Treatment commonly involves the use of genital creams, or suppositories with antifungal agents. Oral antifungal medication may be prescribed from one to seven days. Although there are over the counter medication for vaginal yeast infections avoid self-medication and consult your health care provider since these infections can be mistaken for other infections such as urinary tract infections or you may be pregnant and therefore require other treatment.

Prevention of Vaginal Yeast Infections

Wear cotton underwear

Do not use tampons

Avoid vaginal douches

Probiotics help especially if you are taking antibiotics!

Avoid using scented sprays, fragrances, soaps

Use condoms

Keep dry and clean

If at the beach or after exercise change into dry clothes

Do not use damp towels

Complicated Vaginal Yeast Infections

1. Recurrent Vaginal Yeast Infections

2. Severe Vaginal Yeast Infections

3. During Pregnancy

4. Infections NOT caused by the fungus Candida albicans

5. Immunosuppression: Diabetes, HIV/AIDS

Recurrent Vaginal Yeast Infections

What happens if the yeast infections do not go away and you are not immune suppressed (do not have diabetes or HIV/AIDS)? What causes recurrent infections? How are they defined, diagnosed and treated?

Definition of Recurrent Vaginal Yeast Infections: More than 4 yeast infection episodes in one year or more than 3 episodes that are not related to taking antibiotics. The difference between a recurring infection and a resistant infection is that for a recurring infection to occur there has been a time interval in between with no infection.

Causes of Recurrent Vaginal Yeast Infections: The pathogen most commonly associated with vaginal yeast infections is Candida albicans. A risk factor associated therefore with recurrent infections is resistance of the pathogen to antifungal medication which is another reason why over the counter medication should be avoided since we are causing resistance to medication ourselves by not completing a treatment or not treating adequately. The cause however of recurrent infections is poorly misunderstood and diseases that cause immunodeficiency such as diabetes, HIV/AIDS should be looked into.

Diagnosis of Recurrent Vaginal Yeast Infections: Diagnosis involves the same tests as with simple infections namely the potassium hydroxide test, microscopic and macroscopic inspection, and cultures.

Treatment of Recurrent Vaginal Yeast Infections

There is no optimal or specific treatment regimen for recurrent yeast infections according to the American Academy of Family Physicians.
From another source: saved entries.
PR #753, opened 2024-02-01
Project Manager: Export

biancahpp:
This includes three changes:

1. Add "Download" button to the ProjectItem overflow menu.
This allows users to download the json project file for any element. 

2. Add "Export CSV Rundown" button to the currently loaded project item overflow menu.
Allowed for the currently selected item.

3. In both cases the file name is the name the user sees eg. Project 1.json or Project 1.csv

### DIFF
--- a/apps/client/src/common/api/ontimeApi.ts
+++ b/apps/client/src/common/api/ontimeApi.ts
@@ -143,15 +143,19 @@ export async function postOscSubscriptions(data: OscSubscription) {
 /**
  * @description HTTP request to download db in CSV format
  */
-export const downloadCSV = () => {
-  return fileDownload(ontimeURL, { name: 'rundown', type: 'csv' }, { type: 'text/csv;charset=utf-8;' });
+export const downloadCSV = (fileName?: string) => {
+  return fileDownload(ontimeURL, { name: fileName ?? 'rundown', type: 'csv' }, { type: 'text/csv;charset=utf-8;' });
 };
 
 /**
  * @description HTTP request to download db in JSON format
  */
-export const downloadRundown = () => {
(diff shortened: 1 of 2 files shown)


apps/client/src/common/api/ontimeApi.ts
```diff
@@ -143,15 +143,19 @@ export async function postOscSubscriptions(data: OscSubscription) {
 /**
  * @description HTTP request to download db in CSV format
  */
-export const downloadCSV = () => {
-  return fileDownload(ontimeURL, { name: 'rundown', type: 'csv' }, { type: 'text/csv;charset=utf-8;' });
+export const downloadCSV = (fileName?: string) => {
+  return fileDownload(ontimeURL, { name: fileName ?? 'rundown', type: 'csv' }, { type: 'text/csv;charset=utf-8;' });
```
biancahpp, line 147: I made this new prop optional and added a fallback value of `rundown`, which was the default value prior to this change.
From a quick search it looks like this was being used in one other place so instead of adding the parameter as "rundown" I just added a fallback value in case the parameter isn't provided.

Should we just remove the "Export" option on the Sidebar?

cpvalente: Thank you for cleaning up.

This makes sense to me. The export function in the `/cuesheet` doesnt have access to the project information. We also likely don't want to add it there so a fallback is good.

> Should we just remove the "Export" option on the Sidebar?

Yes please!

cpvalente (approved):
Hi @biancahpp , thank you very much for your contribution, great to have you on board.

You did great work here, nice and clean. I will approve and you can decide whether you want to remove the existing menu or leave that for later (most of those menus will go away)

If you would like to continuing contributing I am happy to talk through roadmap and make you a collaborator.

Thank you again 🚀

Treatment is usually empirical and depends also on other factors such as the duration of infection and the resistance of the pathogen.

The CDC suggests initial treatment that may last from 7 to 14 days followed by maintenance regimes that may last up to 6 months.
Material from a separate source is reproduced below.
PR #756, opened 2024-02-02
refactor: normalise data

cpvalente:
I am aware that this is a difficult PR to follow, but I was hoping to have some feedback as well as sharing knowledge of what is changing.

For example one treatment option may be 7–14 days of topical therapy or a 100-mg, 150-mg, or 200-mg oral dose of fluconazole every third day for a total of 3 doses followed by maintenance with oral fluconazole (i.e., 100-mg, 150-mg, or 200-mg dose) weekly for 6 months (that is also considered the first line of treatment).

Other maintenance regimes that can be used may be Clotrimazole, Itraconazole 400mg and Ketoconazole for 6 months.

The CDC does warn that 30-50% of the women undergoing treatment may have recurrences after discontinuation of the treatment after the 6 month period.

The information provided in this article is intended for informational purposes only and is not advise also provided without any representations and no warranties whatsoever. The provided information should never substitute the consultation, opinion , diagnosis, and treatment options provided by a professional healthcare provider.